Please write out exactly the lines of the data below from the line holding "get rid of it." through the line holding "Schedule Appointment Button in", and leave out the rest.

[PROVIDED INFORMATION]

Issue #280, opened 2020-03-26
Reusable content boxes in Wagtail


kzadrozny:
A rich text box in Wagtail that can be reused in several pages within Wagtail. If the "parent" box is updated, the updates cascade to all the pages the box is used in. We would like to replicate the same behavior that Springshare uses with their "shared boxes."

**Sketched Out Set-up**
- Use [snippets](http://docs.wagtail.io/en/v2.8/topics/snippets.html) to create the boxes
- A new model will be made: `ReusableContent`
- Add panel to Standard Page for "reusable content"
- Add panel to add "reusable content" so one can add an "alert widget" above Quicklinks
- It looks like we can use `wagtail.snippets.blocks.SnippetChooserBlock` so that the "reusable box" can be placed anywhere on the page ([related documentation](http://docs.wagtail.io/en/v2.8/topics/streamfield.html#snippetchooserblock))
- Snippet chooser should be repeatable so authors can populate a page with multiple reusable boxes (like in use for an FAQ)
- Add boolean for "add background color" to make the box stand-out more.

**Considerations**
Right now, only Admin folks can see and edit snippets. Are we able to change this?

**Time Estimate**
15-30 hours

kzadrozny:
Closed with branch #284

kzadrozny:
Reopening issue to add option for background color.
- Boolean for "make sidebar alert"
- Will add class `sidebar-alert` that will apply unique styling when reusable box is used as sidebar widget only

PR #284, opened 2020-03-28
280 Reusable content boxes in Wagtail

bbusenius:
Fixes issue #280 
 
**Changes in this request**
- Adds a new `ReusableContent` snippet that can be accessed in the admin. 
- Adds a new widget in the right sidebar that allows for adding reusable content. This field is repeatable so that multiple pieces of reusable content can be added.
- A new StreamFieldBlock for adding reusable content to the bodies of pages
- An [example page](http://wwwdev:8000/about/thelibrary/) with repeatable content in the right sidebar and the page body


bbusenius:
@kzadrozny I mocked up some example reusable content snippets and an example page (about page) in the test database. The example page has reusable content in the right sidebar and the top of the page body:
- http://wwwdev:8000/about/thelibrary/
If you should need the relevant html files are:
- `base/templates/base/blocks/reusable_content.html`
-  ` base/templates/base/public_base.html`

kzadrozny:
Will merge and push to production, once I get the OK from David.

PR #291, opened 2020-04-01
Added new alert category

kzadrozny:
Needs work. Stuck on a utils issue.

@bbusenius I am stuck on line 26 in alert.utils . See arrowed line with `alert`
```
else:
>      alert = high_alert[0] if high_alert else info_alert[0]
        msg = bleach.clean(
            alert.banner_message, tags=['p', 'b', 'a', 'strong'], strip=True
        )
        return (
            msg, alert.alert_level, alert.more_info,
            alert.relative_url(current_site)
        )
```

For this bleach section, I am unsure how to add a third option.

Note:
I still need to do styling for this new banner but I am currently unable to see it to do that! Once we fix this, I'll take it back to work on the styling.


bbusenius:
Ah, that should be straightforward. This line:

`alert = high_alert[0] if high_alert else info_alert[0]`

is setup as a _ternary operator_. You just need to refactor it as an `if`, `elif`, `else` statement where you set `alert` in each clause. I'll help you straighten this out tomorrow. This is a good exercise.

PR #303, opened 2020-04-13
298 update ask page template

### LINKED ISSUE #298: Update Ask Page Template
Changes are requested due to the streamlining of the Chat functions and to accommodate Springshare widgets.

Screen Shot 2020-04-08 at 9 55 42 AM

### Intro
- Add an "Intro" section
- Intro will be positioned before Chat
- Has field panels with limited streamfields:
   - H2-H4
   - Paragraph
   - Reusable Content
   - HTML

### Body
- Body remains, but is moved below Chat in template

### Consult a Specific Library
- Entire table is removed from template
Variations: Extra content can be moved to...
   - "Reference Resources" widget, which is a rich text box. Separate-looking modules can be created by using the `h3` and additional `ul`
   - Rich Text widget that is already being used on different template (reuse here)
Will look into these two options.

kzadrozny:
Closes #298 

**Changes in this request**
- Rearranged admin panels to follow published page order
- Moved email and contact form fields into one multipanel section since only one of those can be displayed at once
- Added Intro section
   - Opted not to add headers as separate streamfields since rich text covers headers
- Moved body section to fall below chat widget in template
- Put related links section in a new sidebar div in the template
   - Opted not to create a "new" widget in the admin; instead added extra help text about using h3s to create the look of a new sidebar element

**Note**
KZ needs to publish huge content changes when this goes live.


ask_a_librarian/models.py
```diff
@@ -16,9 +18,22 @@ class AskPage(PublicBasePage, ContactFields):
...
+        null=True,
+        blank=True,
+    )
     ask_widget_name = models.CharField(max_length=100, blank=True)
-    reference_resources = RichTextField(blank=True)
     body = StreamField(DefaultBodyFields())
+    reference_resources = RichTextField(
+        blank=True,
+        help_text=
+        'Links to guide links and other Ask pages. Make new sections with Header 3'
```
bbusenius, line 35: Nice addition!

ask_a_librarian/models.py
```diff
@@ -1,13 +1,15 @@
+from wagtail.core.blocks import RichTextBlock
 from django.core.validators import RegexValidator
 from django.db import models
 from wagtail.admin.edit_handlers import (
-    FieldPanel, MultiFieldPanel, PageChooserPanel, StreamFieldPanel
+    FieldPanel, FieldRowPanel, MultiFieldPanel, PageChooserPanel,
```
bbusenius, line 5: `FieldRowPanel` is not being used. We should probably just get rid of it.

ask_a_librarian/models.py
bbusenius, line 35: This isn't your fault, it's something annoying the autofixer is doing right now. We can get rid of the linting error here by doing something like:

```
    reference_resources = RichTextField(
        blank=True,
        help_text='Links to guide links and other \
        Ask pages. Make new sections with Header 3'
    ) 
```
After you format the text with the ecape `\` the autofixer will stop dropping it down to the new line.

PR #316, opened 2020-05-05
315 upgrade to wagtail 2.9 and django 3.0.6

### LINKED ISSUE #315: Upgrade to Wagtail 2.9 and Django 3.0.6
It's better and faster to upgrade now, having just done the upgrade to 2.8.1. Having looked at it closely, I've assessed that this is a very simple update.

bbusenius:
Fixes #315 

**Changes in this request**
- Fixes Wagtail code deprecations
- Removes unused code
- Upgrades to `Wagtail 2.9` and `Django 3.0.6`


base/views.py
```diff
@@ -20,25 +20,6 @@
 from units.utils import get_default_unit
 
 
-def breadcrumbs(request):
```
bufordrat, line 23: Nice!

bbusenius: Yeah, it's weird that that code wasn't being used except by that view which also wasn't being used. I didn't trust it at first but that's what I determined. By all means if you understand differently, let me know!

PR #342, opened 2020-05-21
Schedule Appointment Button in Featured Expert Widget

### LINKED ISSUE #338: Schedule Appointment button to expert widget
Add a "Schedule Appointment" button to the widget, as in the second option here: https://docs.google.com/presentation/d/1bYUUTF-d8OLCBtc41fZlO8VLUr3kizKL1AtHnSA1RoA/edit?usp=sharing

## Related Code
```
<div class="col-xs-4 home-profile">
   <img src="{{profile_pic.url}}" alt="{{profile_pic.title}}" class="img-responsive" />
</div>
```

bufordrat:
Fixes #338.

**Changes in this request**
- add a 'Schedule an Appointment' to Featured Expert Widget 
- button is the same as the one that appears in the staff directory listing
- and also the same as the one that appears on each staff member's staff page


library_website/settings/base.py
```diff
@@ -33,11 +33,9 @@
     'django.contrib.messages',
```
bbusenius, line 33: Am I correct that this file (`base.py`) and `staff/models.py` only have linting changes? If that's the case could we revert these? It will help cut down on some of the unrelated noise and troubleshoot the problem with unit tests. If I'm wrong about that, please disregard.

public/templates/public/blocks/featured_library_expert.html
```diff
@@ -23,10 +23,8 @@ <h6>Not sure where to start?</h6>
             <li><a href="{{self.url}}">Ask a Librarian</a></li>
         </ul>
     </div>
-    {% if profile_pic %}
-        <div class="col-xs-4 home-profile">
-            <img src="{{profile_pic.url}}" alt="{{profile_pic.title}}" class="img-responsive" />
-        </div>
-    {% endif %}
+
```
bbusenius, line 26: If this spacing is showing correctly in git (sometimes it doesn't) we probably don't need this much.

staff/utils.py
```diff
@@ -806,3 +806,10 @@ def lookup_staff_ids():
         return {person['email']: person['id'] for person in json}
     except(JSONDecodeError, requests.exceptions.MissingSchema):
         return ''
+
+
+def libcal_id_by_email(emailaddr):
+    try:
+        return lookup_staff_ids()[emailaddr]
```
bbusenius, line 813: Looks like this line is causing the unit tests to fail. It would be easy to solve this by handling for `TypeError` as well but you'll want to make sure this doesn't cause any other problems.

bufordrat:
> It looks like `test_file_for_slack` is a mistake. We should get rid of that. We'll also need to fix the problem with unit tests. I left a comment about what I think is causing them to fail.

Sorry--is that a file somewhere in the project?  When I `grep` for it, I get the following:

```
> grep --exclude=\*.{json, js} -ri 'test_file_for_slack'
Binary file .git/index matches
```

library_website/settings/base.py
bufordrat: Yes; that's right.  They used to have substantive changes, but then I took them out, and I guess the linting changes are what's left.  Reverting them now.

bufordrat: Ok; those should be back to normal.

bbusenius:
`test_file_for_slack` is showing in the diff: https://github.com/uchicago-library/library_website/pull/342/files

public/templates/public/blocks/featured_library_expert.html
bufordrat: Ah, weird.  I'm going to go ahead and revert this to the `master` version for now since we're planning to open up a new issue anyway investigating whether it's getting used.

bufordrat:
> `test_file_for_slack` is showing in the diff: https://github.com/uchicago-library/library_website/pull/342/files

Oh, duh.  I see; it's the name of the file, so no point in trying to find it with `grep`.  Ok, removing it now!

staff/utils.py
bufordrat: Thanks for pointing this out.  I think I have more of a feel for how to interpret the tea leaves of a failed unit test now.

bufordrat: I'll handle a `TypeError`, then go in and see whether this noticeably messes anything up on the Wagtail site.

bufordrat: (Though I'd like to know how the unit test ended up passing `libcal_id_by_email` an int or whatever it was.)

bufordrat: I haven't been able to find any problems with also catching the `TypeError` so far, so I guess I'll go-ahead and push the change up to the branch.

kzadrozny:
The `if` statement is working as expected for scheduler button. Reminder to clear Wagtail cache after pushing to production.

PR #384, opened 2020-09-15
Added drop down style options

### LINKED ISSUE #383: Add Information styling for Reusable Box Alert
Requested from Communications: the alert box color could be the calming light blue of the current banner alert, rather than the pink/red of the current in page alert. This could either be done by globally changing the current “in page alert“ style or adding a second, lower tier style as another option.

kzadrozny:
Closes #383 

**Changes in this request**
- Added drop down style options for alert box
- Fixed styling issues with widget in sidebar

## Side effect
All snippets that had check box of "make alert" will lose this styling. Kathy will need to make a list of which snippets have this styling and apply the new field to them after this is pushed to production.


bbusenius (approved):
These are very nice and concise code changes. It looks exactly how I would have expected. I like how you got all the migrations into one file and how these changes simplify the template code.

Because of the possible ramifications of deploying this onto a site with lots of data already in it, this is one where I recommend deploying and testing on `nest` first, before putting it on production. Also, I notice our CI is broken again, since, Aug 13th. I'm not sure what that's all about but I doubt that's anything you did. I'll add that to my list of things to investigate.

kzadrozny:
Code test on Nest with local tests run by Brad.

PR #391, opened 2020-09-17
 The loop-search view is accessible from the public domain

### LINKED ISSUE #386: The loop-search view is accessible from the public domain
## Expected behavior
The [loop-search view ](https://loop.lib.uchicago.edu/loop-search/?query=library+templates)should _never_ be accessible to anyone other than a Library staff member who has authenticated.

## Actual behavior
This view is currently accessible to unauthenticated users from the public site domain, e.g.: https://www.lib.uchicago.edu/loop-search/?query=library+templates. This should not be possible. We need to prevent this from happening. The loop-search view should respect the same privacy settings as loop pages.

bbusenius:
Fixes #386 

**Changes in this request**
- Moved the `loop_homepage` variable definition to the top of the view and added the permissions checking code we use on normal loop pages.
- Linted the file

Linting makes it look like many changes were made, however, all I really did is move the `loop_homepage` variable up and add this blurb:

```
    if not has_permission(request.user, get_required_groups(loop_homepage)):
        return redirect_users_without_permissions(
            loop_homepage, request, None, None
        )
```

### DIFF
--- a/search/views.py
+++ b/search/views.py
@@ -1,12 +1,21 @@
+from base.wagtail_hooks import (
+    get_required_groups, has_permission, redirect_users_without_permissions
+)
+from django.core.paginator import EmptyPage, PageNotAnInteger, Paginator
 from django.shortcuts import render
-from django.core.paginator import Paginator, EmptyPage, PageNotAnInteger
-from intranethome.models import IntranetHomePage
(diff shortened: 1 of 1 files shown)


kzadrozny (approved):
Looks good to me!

[/PROVIDED INFORMATION]

§ EXERCISE RESULT:
bbusenius, line 5: `FieldRowPanel` is not being used. We should probably just get rid of it.

ask_a_librarian/models.py
bbusenius, line 35: This isn't your fault, it's something annoying the autofixer is doing right now. We can get rid of the linting error here by doing something like:

```
    reference_resources = RichTextField(
        blank=True,
        help_text='Links to guide links and other \
        Ask pages. Make new sections with Header 3'
    ) 
```
After you format the text with the ecape `\` the autofixer will stop dropping it down to the new line.

PR #316, opened 2020-05-05
315 upgrade to wagtail 2.9 and django 3.0.6

### LINKED ISSUE #315: Upgrade to Wagtail 2.9 and Django 3.0.6
It's better and faster to upgrade now, having just done the upgrade to 2.8.1. Having looked at it closely, I've assessed that this is a very simple update.

bbusenius:
Fixes #315 

**Changes in this request**
- Fixes Wagtail code deprecations
- Removes unused code
- Upgrades to `Wagtail 2.9` and `Django 3.0.6`


base/views.py
```diff
@@ -20,25 +20,6 @@
 from units.utils import get_default_unit
 
 
-def breadcrumbs(request):
```
bufordrat, line 23: Nice!

bbusenius: Yeah, it's weird that that code wasn't being used except by that view which also wasn't being used. I didn't trust it at first but that's what I determined. By all means if you understand differently, let me know!

PR #342, opened 2020-05-21
Schedule Appointment Button in Featured Expert Widget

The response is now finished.